##### DATA SUPPLIED

PR #2666, opened 2025-07-24
Spright `ChatInput` remove `resetInput`

atmgrifter00:
# Pull Request

## 🤨 Rationale

The design for the chat input calls to _always_ clear the text in the input once a user sends the message. There does not seem to be a compelling enough reason to make the client call a method in response to the `send` event to make this happen ([additional context](https://github.com/ni/nimble/pull/2611#discussion_r2226714997)).

## 👩‍💻 Implementation

Make `resetInput` private and call it from the `sendButtonClickHandler`.

## 🧪 Testing

Unit test.

## ✅ Checklist

### DIFF
--- a/change/@ni-spright-components-4795f510-5b35-4ec4-b04d-6935fca41947.json
+++ b/change/@ni-spright-components-4795f510-5b35-4ec4-b04d-6935fca41947.json
@@ -1,0 +1,7 @@
+{
+  "type": "major",
+  "comment": "Remove resetInput event and auto-clear text on send for chat input.",
+  "packageName": "@ni/spright-components",
+  "email": "26874831+atmgrifter00@users.noreply.github.com",
+  "dependentChangeType": "patch"
+}
--- a/packages/spright-components/src/chat/input/tests/chat-input.spec.ts
+++ b/packages/spright-components/src/chat/input/tests/chat-input.spec.ts
@@ -205,53 +205,6 @@ describe('ChatInput', () => {
         });
     });
 
-    describe('resetInput method', () => {
-        beforeEach(async () => {
-            await connect();
-        });
-
-        it('clears the input contents, sets focus, and disables the button', () => {
-            page.setText('new value');
-            element.resetInput();
-            processUpdates();
-
-            expect(element.value).toEqual('');
-            expect(page.getRenderedText()).toEqual('');
-            expect(page.textAreaHasFocus()).toBeTrue();
-            expect(page.isSendButtonEnabled()).toBeFalse();
-        });
-
-        it('can be called from send event handler', async () => {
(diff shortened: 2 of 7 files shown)


atmgrifter00:
> @atmgrifter00 some related tests are failing, gonna wait for you to resolve before reviewing

Done.

packages/spright-components/src/chat/input/tests/chat-input.spec.ts
```diff
@@ -176,6 +170,17 @@ describe('ChatInput', () => {
             expect(spy).toHaveBeenCalled();
         });
 
+        it('clears the input contents, sets focus, and disables the button', () => {
```
jattasNI, line 173: Could you add a test that calls `focus()` on the chat-input and verifies that the text area receives focus? I think it will be common for apps to want to start out in that state. Previously they could call `resetInput()` to guarantee it but now calling `focus()` would be the way to do it. (They might have tried calling `focus()` before too and it would work, but we didn't have test coverage for it).

change/@ni-spright-components-4795f510-5b35-4ec4-b04d-6935fca41947.json
```diff
@@ -0,0 +1,7 @@
+{
+  "type": "major",
```
jattasNI, line 2: Will you update this usage or do you want me to?

https://dev.azure.com/ni/DevCentral/_git/Skyline?path=/Web/Workspaces/SystemLinkShared/projects/systemlink-lib-angular/nigel/src/components/sl-nigel/sl-nigel.component.ts&version=GBmaster&line=31&lineEnd=32&lineStartColumn=1&lineEndColumn=1&lineStyle=plain&_a=contents

packages/spright-components/src/chat/input/tests/chat-input.spec.ts
```diff
@@ -205,53 +210,6 @@ describe('ChatInput', () => {
...
-            element.resetInput();
-            processUpdates();
-
-            expect(element.value).toEqual('');
-            expect(page.getRenderedText()).toEqual('');
-            expect(page.textAreaHasFocus()).toBeTrue();
-            expect(page.isSendButtonEnabled()).toBeFalse();
-        });
-
-        it('can be called from send event handler', async () => {
```
jattasNI, line 224: Think it would be worth adding an assert to one or more of the `send` event tests to assert the state of `element.value` when the event is fired? Basically asserting that we reset it before firing the event, not after.

jattasNI (approved):

jattasNI:
@rajsite OOO so bypassing review requirement to merge. Not sure why my review was insufficient to meet the requirement.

##########

— EXERCISE DETAILS —
Filter the records above, keeping each line that contains the word "resetInput".

— RESPONSE —
Spright `ChatInput` remove `resetInput`
Make `resetInput` private and call it from the `sendButtonClickHandler`.
+  "comment": "Remove resetInput event and auto-clear text on send for chat input.",
-    describe('resetInput method', () => {
-            element.resetInput();
jattasNI, line 173: Could you add a test that calls `focus()` on the chat-input and verifies that the text area receives focus? I think it will be common for apps to want to start out in that state. Previously they could call `resetInput()` to guarantee it but now calling `focus()` would be the way to do it. (They might have tried calling `focus()` before too and it would work, but we didn't have test coverage for it).
-            element.resetInput();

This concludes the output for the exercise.